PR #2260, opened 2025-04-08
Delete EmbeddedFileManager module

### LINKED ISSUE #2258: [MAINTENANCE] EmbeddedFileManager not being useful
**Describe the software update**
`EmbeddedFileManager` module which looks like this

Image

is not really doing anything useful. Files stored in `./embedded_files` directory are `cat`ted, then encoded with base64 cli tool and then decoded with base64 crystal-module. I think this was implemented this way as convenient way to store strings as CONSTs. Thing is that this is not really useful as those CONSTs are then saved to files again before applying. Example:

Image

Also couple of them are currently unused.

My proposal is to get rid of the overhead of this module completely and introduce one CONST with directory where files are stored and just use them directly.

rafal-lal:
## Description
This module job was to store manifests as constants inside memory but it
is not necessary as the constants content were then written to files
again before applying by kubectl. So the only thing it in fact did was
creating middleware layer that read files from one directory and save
※ ※ ※
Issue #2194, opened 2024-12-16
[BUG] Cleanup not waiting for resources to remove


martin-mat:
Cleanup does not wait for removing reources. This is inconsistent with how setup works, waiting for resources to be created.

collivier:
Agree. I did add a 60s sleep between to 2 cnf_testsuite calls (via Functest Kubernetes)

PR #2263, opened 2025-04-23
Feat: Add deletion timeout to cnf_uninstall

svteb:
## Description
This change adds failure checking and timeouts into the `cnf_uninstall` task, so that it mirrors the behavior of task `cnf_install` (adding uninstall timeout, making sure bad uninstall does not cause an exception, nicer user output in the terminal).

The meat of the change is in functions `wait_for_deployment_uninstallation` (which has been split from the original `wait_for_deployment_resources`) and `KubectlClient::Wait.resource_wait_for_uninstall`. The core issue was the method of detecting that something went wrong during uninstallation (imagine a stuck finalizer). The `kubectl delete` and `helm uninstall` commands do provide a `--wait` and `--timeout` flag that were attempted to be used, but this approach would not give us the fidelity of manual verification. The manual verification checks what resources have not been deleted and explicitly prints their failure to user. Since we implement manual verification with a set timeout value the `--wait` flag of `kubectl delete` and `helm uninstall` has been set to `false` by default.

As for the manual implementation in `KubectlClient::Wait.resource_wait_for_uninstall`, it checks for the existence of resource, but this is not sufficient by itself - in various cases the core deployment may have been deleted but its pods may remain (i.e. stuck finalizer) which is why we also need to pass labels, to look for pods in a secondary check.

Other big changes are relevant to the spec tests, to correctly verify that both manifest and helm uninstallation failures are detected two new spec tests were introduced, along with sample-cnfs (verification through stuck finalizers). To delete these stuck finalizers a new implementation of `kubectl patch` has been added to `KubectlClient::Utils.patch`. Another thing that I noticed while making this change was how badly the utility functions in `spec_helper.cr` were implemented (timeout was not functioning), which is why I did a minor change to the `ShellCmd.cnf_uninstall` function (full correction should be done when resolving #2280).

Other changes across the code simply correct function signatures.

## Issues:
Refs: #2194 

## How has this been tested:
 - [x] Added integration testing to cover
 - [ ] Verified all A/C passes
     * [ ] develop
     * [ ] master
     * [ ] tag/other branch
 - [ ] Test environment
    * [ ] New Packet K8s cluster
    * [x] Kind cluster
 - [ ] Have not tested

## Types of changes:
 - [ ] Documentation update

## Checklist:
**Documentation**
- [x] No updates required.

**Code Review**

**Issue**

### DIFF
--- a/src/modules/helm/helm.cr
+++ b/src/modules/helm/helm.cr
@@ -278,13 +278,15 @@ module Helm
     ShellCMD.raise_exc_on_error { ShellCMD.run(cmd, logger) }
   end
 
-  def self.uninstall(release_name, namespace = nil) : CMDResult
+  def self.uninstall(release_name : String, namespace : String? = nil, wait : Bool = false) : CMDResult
※ ※ ※
Instructions for the task >>
Which lines in the data above hold the word "opened"? Return each of them.

Response >>
PR #2260, opened 2025-04-08
Issue #2194, opened 2024-12-16
PR #2263, opened 2025-04-23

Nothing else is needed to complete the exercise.